Tanya Ponirah penasaran.

''pokoknya mamak nda perlu tahu, yang penting doakan saja semua urusan bapak lancar ya, ini semua demi hidup kita agar lebih baik lagi", jawab Rajib dengan penuh keyakinan serta merahasiakan tujuannya.
''ya udah ayok kita masuk dan tidur, sudah malam ni, besok bapak mau ke ladang lagi''. Ajak Rajib ke istrinya, lalu mereka masuk dan tidur.

Singkat cerita, suatu pagi terlihat Rajib bersiap diri, dengan berpakaian rapi, membawa tas lumayan besar, yaaah pagi itu Rajib bersiap hendak berangkat ke Jawa.

''hati-hati ya pak di jalan"
Ucap ponirah sembari mengusap bening air matanya, ponirah merasa sedih, demikian pula deng ketujuh anaknya. Bagaimana ponirah tidak merasa sedih, suaminya pergi jauh, sedang ia tengah hamil 8 bulan Mauk bulan ke 9 bulan, sementara anak-anaknya juga belum ada yang dewasa.

''mamak gak usah khawatir ya, hemat uang yang ada buat belanja, bapak gak akan lama'', ujar Rajib menguatkan hati istrinya, lalu ia berangkat.

Setibanya di pulau Jawa, tepatnya di Jawa barat, dengan alamat yang ia kantongi, rajib langsung menuju ke alamat tersebut, mulai dari menggunakan bus, naik angkot, terakhir ia turun dari ojek.

Rajib berdiri mematung menghadap kearah sebuah jalan setapak yang dikiri dan kanannya terlihat pepohonan besar dan tinggi menjulang, yaaah hutan belantara, ditambah suasana hari mulai redup, karena saat itu waktu menunjukkan jam setengah 6 sore, tentu saja sang mentari sudah mulai memasuki peraduannya.

Ada rasa ngeri didalam jiwa Rajib melihat situasi dihadapannya, namun tak menciutkan tekatnya, walau ia sadar saat itu ia merasa beberapa pasang mata tengah memperhatikannya dari balik rimbunnya pepohonan.

Rajib melangkahkan kakinya dengan pasti mulai menapaki jalan setapak masuk lorong gelapnya hutan tanpa memandang kekanan dan kekiri.

Selain ia merasa takut karena bayangan serta suara-suara aneh terlihat dan terdengar olehnya, Rajib harus fokus dengan jalan yang ia lewati, jalan setapak yang banyak terhalang oleh ranting-rantingkering.

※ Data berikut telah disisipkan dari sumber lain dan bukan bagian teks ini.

PR #37, opened 2025-02-17
Added Sanity headless CMS

tolokoban:
The landing page is not yet finished, but Bilal needs this pull request to be able to finish the newsletter registration feature.


loris-olivier-obi (approved):
Nice ! Simply Nice!

loris-olivier-obi (approved):
Super nice

tolokoban:
The tests are not working since we installed Sanity libraries.
I don't know why, but the problem is that we currently really need to have Sanity in production quickly.

src/app/api/github/fetchFile/route.ts
g-bar, line 1: @tolokoban  these files (fetchFile/route.ts and downloadNotebook/route.ts)  were deleted in a previous MR, seems like merge re-introduced them, we can delete them in a new MR.

PR #38, opened 2025-02-17
update: add coming-soon page

bilalesi:
after updated discussion with JDC: 

basically no need to do any routing for the moment, 
the user will land in coming-soon page which is the home page (this is why i replace the `app/page.tsx` with the coming-soon page)

after the landing page will be ready the user will land in the landing page if he try to login will be redirect to the` /coming-soon` page


public/images/coming-soon/background.svg
pgetta, line 1: There is an issue with this image: it seems to be an small size SVG with hires png image embedded, also, there is a lot of overhead due to base64 compression: 3.7 MB base64 encoded vs 2.8 MB raw png image.

I would suggest extract the embedded PNG and replace the SVG with it, so that the image component can optimise it ([by default it's not optimized](https://nextjs.org/docs/app/api-reference/components/image#dangerouslyallowsvg)):

background

Btw, in the `develop` branch the build is complaining about missing `sharp` package and I've noticed that image optimisation is very slow in staging, probably due to this issue. I'll have a look and hopefully fix it.

bilalesi: i remeber i fixed the issue last year, it must be deleted somehow ?!

pgetta (approved):

PR #40, opened 2025-02-18
Explicitly notify user when out of funds when starting a single cell sim

pgetta:


src/state/simulate/single-neuron-setter.ts
```diff
@@ -250,12 +256,24 @@ export const launchSimulationAtom = atom<
       });
 
       if (!response.ok) {
+        let errorMessage = DEFAULT_ERROR_MSG;
+
+        try {
+          const errResponseObj = await response.json();
+          if (errResponseObj.error_code === LOW_FUNDS_ERROR_CODE) {
+            errorMessage = LOW_FUNDS_ERROR_MSG;
```
bilalesi, line 264: i suggest to have email notification from the accounting srv

bilalesi (approved):

src/state/simulate/single-neuron-setter.ts
pgetta: Yeah, we need to notify users, indeed.

Not sure it's good to do that when a particular operation fails, but rather with some user defined threshold, e.g. if the credit balance drops below 50 credits - there is a notification email. Or maybe both options are  good candidates. We can discuss that with Jean-Denis.

PR #43, opened 2025-02-18
add privacy page

bilalesi:


tolokoban:
Just a question: as a user, how do you come back to the "coming soon" page once you are on the privacy?
Maybe it's OK to just let the user hit the browser's back button, but I just wanted to be sure Loris does not have another idea.

tolokoban (approved):

bilalesi:
> Just a question: as a user, how do you come back to the "coming soon" page once you are on the privacy? Maybe it's OK to just let the user hit the browser's back button, but I just wanted to be sure Loris does not have another idea.

the privacy page will be opened in the new page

Sesekali ia harus melewati rawa, ditambah saat itu hari mulai malam. Sahabat kang Asep semua pasti bisa membayangkan bagaimana situasi serta suasana dihutan itu, sungguh membuat bulu kuduk tak berhenti meremang.

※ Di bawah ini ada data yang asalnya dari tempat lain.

PR #46, opened 2025-02-18
update link for privacy, fix some styles

bilalesi:


src/app/_coming-soon/page.tsx
```diff
@@ -1,32 +1,31 @@
...
 import NewsletterForm from '@/components/coming-soon/newsletter-form';
 import Header from '@/components/coming-soon/header';
 import Main from '@/components/coming-soon/main';
-
-import { basePath } from '@/config';
+import Hero from '@/components/coming-soon/hero';
 import { classNames } from '@/util/utils';
 
 export default function Page() {
+  const [hydrated, setHydrated] = useState(false);
```
tolokoban, line 12: Just out of curiosity and to learn something new: why do we need to wait for the component to be rendered with this state?

bilalesi: the components in server side can not take the last shape, so it seems laggy when it"s rendered, it start small taking initial width, and then getting larger, it make a bad UI/UX
may be there is a better way, (sometime specifying the exact width, ... make it work,)  but with this server-first approach we always may face it

bilalesi: please lemme know if you have another idea or approch how to tackle this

Rajib terus berjalan dengan senter kecil ditangannya, Rajib memang sudah menyiapkan segala sesuatu yang ia butuhkan, karena Tatang sudah memberitahukan kepadanya.

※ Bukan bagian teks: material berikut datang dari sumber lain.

PR #1625, opened 2026-05-05
Manage Amplify branches in GH actions

pgetta:
## Summary

Manage the AWS Amplify preview branch + subdomain lifecycle from GitHub Actions instead of relying on Amplify's auto-branch-creation. Auto-creation consumes the 50-branch app quota with non-PR branches; with ~25 open PRs we're already at the limit.

## Why disabling auto-branch-creation needs more than just `delete-branch`

Auto-branch-creation in Amplify also gates `enable_auto_sub_domain` — turning the first off disables the second. So the workflow has to own **both** lifecycles:

- **Branch lifecycle**: `create-branch` on PR open if missing, `delete-branch` on close.
- **Subdomain lifecycle**: read-modify-write on the app's `domain-association.subDomainSettings` to attach the prefix on deploy and detach it on close.

## Job structure

```
on PR open/sync/reopen:
  deploy ─┬─→ domain-attach   (cross-PR queue)
          └─→ monitor

on PR close:
  domain-detach ─→ cleanup    (detach queued cross-PR; delete-branch unconstrained)
```

Subdomain edits live in their own jobs — not inlined into `deploy`/`cleanup` — so the cross-PR mutex only covers the few seconds of domain editing rather than the multi-minute build path.

## Why a cross-PR concurrency group

`update-domain-association` is a *replace* operation against a **single shared resource** (one association per app+domain). Amplify does **not** appear to enforce optimistic concurrency on it, so concurrent edits silently last-write-wins and drop entries.

The reliable fix is GitHub-side serialization. Both `domain-attach` and `domain-detach` use:

\`\`\`yaml
concurrency:
  group: amplify-domain-\${{ vars.AMPLIFY_PREVIEW_APP_ID }}
  cancel-in-progress: false
\`\`\`

`cancel-in-progress: false` so PR B's edit *queues* behind PR A's instead of cancelling it — every PR must get its entry applied. The existing workflow-level \`preview-\${{ github.head_ref }}\` group still cancels superseded runs of the *same* PR.

## Other design choices

- `--stage PULL_REQUEST` on `create-branch` matches what auto-branch-creation produced for PR branches.
- `--no-enable-auto-build` since we explicitly invoke `start-job`; we don't want Amplify also auto-building on push.
- No `--environment-variables` on `create-branch`: app-level env vars apply automatically; only per-branch overrides need explicit values.
- Idempotency: attach/detach are no-ops if the entry is already in the desired state; `delete-branch` tolerates a missing branch via `|| echo`.
- Detach refuses to write an empty `subDomainSettings` list (Amplify rejects it, and it would orphan cert/DNS config).
- "Cancel running builds" remains *after* "Ensure Amplify branch exists" — `list-jobs` against a non-existent branch errors out.

## Required AWS-side changes (must land together with this PR)

The workflow alone won't fix the quota — these will have to be applied to the Amplify app + IAM role:

- [ ] Disable branch auto-creation on the Amplify app - **can be done after this PR is merged**
- [x] Extend the role behind `PREVIEW_DEPLOY_AWS_ROLE_ARN` with:
  - `amplify:GetBranch`, `amplify:CreateBranch`, `amplify:DeleteBranch`
  - `amplify:GetDomainAssociation`, `amplify:UpdateDomainAssociation`

## Test plan

- [ ] Open a fresh PR from a branch never seen by Amplify → `deploy` logs `Branch not found in Amplify, creating...`; `domain-attach` logs `Attached <prefix> -> <branch>`; `get-domain-association` shows the new prefix.
- [ ] After build completes → `https://<domain-safe-branch>.<PREVIEW_DOMAIN>` resolves and serves the preview.
- [ ] Push a follow-up commit → both `Branch already exists in Amplify` and `Subdomain <prefix> already attached` (idempotent).
- [ ] Close the PR → `domain-detach` logs `Detached <prefix>`; `cleanup` logs `Deleting Amplify branch`. Branch and prefix both gone in `list-branches` / `get-domain-association`.
- [ ] Reopen the PR → branch and subdomain recreated cleanly.
- [ ] (Optional) Open two PRs nearly simultaneously → in the Actions UI, one `domain-attach` runs while the other shows "Waiting for status" on the `amplify-domain-*` group, then runs sequentially. Both entries land in the final domain association (no lost writes).
- [ ] After a week of normal traffic, `aws amplify list-branches | jq '.branches | length'` tracks open-PR count, not lifetime branch count.

### DIFF
--- a/.github/workflows/deploy-preview.yml
+++ b/.github/workflows/deploy-preview.yml
@@ -2,7 +2,7 @@ name: Preview
 
 on:
   pull_request:
-    types: [opened, synchronize, reopened, closed]
+    types: [ opened, synchronize, reopened, closed ]
 
 permissions:
   id-token: write
@@ -175,6 +175,8 @@ jobs:
           fi
 
           SHORTHAND=$(echo "$UPDATED" | jq -r '.[] | "prefix=\(.prefix),branchName=\(.branchName)"' | tr '\n' ' ')
+
+          echo $SHORTHAND
 
           aws amplify update-domain-association \
             --app-id "$AMPLIFY_APP_ID" \
--- a/.github/workflows/deploy-preview.yml
+++ b/.github/workflows/deploy-preview.yml
@@ -139,6 +139,50 @@ jobs:
               });
             }
 
+  domain-attach:
+    needs: deploy
+    if: github.event.action != 'closed'
+    runs-on: ubuntu-latest
+    concurrency:
+      group: amplify-domain-${{ vars.AMPLIFY_PREVIEW_APP_ID }}
+      cancel-in-progress: false
+    steps:
+      - name: Configure AWS credentials
+        uses: aws-actions/configure-aws-credentials@v4
+        with:
+          role-to-assume: ${{ secrets.PREVIEW_DEPLOY_AWS_ROLE_ARN }}
+          aws-region: ${{ env.AWS_REGION }}
+
+      - name: Attach preview subdomain
+        env:
+          BRANCH_NAME: ${{ needs.deploy.outputs.branch-name }}
+          PREFIX: ${{ needs.deploy.outputs.domain-safe-branch }}
+        run: |
+          set -euo pipefail
+
+          CURRENT=$(aws amplify get-domain-association \
+            --app-id "$AMPLIFY_APP_ID" \
+            --domain-name "$PREVIEW_DOMAIN" \
+            --query 'domainAssociation.subDomains[].subDomainSetting' \
+            --output json)
+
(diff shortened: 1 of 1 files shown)


pgetta:
Ok, I give up on this. Facing too many roadblocks: changing domain association fails with a very generic / vague message and there is no clear explanation in AWS Amplify documentation why. LLMs have no clue as well.

So far managed to delete some unused branches and brought down AWS Amplify branches to 35 which gives more 15 available. Will be cleaning up those once we are again close to the quota limit.


@danifr we can keep the current deployment role as is, even having those extra updates should be fine. Please let me know if you think otherwise.

pgetta:
FYI, @bilalesi, please see the comment above.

Singkat cerita, akhirnya Rajib tiba disebuah lembah yang tidak terlalu dalam dan luas, dihadapannya terlihat sebuah bangunan kecil terbuat dari kayu serta beratapkan daun Rumbia.
Sesaat ia berdiri dan terdiam sembari mengawasi bangunan yang cuma ada satu dihutan itu, dari celah bangunan yang tepatnya sebuah gubuk itu, terlihat bias cahaya redup sebuah pelita dari dalamnya.

"Apa gubuk ini yang disebut Tatang ya", demikian hati Rajib berkata, lalu perlahan ia melangkah mendekati gubuk dihadapannya, pelan Rajib mengetuk pintu gubuk itu.
"Assalamualaikum"
Demikian Rajib mengucapkan salam.

Hening tidak ada jawaban, tiba-tiba saja, terdengar suara gemuruh dari sekelilingnya, yaaah angin kencang bertiup dari segala arah menerbangkan dedauna kering, bahkan seakan hendak melumat bangunan gubuk yang ada, disaat itulah terdengar suara bentakan keras dari dalam gubuk itu.

"Ajig siah, Saha anu babacaan di kawasan aing"
(Sial kamu, siapa yang membaca doa dikawasanku)
Demikian bentakan itu, terdengar sangat marah, tentu saja situasi yang terjadi saat itu membuat Rajib terkejut sekaligus ketakutan tanpa tahu hal itu terjadi karena ia mengucapkan salam, karena Tatang lupa tidak memberitahukan jika ditempat itu tidak boleh membaca semua yang berkaitan dengan ajaran agama.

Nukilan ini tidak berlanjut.